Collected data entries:
------------------------------
PR #771, opened 2019-11-06
IAM role creation works in cross-account setup

xoen:
A quirk of AWS cross-account setup is that the IAM role trust relationship
(AKA `AssumeRolePolicyDocument`)'s `Principal` is not the full ARN of the
assuming IAM role but only the ID of the account where the assumimg IAM
role is.

Once we have both data and compute AWS account IDs we can then tell
if everything is in the same AWS account or not (e.g. different IDs means
we have a cross-account setup).

In practice this means that CP would work as before in `alpha` (as long
as `AWS_COMPUTE_ACCOUNT_ID` and `AWS_COMPUTE_ACCOUNT_ID` as set correctly
to the same account ID where everything sits).

**IMPORTANT**: Removed now-ambiguous `AWS_ACCOUNT_ID` and added
`AWS_COMPUTE_ACCOUNT_ID` and `AWS_COMPUTE_ACCOUNT_ID` configuration.
We need to distinguish between the AWS account where the data/IAM roles
are and the AWS account k8s nodes (tools and apps) are.

**AWS delegate access example**: https://docs.aws.amazon.com/IAM/latest/UserGuide/id_roles_create_policy-examples.html#example-delegate-xaccount-S3

**Part of ticket**: https://trello.com/c/1DrJ8TN1

### DIFF
--- a/controlpanel/api/aws.py
+++ b/controlpanel/api/aws.py
@@ -23,11 +23,32 @@ def s3_arn(resource):
     return arn("s3", resource)
 
 
-def iam_arn(resource, account=settings.AWS_ACCOUNT_ID):
+def iam_arn(resource, account=settings.AWS_DATA_ACCOUNT_ID):
     return arn("iam", resource, account=account)
 
 
-BASE_ROLE_POLICY = {
+def iam_assume_role_principal():
+    '''
+    returns the princical required to assume the IAM role
+
+    - ARN of the assuming role when both roles are in same account
+    - AWS account ID where the assuming IAM role is if in a different account
+
+    See AWS example: https://docs.aws.amazon.com/IAM/latest/UserGuide/id_roles_create_policy-examples.html#example-delegate-xaccount-S3
+    '''
+
+    cross_account = settings.AWS_COMPUTE_ACCOUNT_ID != settings.AWS_DATA_ACCOUNT_ID
+
+    if cross_account:
+        return settings.AWS_COMPUTE_ACCOUNT_ID
+
+    return iam_arn(
+        f"role/{settings.K8S_WORKER_ROLE_NAME}",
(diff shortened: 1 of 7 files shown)


controlpanel/api/aws.py
```diff
@@ -23,11 +23,22 @@ def s3_arn(resource):
...
+
+    # Principal must be source AWS account ID (not full ARN) in cross-account setup
+    if cross_account:
+        return settings.AWS_COMPUTE_ACCOUNT_ID
+
+    # Principal is full ARN of assuming IAM role in single-account setup
+    return iam_arn(f"role/{settings.K8S_WORKER_ROLE_NAME}")
+
+
+BASE_ASSUME_ROLE_POLICY = {
```
xoen: FYI: I've renamed this slightly to be more explicit about the fact this is not a "normal" IAM policy but instead is the "Assume Role Policy" (AKA "trust relationship" policy)

xoen:
@djsd123 I would have figured it out eventually but not as quickly without @sh31 ❤️ 🌟 

Don't imagine this is something specific of the library (boto).

Apparently when the assuming role in another account the `Principal` needs to be `{"AWS": "$ACCOUNT_ID"}` rather than `{"AWS": "$ROLE_ARN"}` 🤷‍♂ 

Probably (as pointed out by Serj) because in this case you're trusting the whole account to assume that role rather then a single specific IAM role in an account which you don't control (so to remove coupling)

xoen:
FYI: Merged [config](https://github.com/ministryofjustice/analytics-platform-config/pull/180) and [helm chart](https://github.com/ministryofjustice/analytics-platform-helm-charts/pull/404) changes (after rebasing/fixing conflicts/adjusting helm chart version/etc) so merging this. It shouldn't make any difference in old environments anyway.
------------------------------
▶ [THE PROBLEM] Each line of the data that contains "xaccount" belongs in the answer.

▶ [SOLUTION TO THIS TASK]
**AWS delegate access example**: https://docs.aws.amazon.com/IAM/latest/UserGuide/id_roles_create_policy-examples.html#example-delegate-xaccount-S3
+    See AWS example: https://docs.aws.amazon.com/IAM/latest/UserGuide/id_roles_create_policy-examples.html#example-delegate-xaccount-S3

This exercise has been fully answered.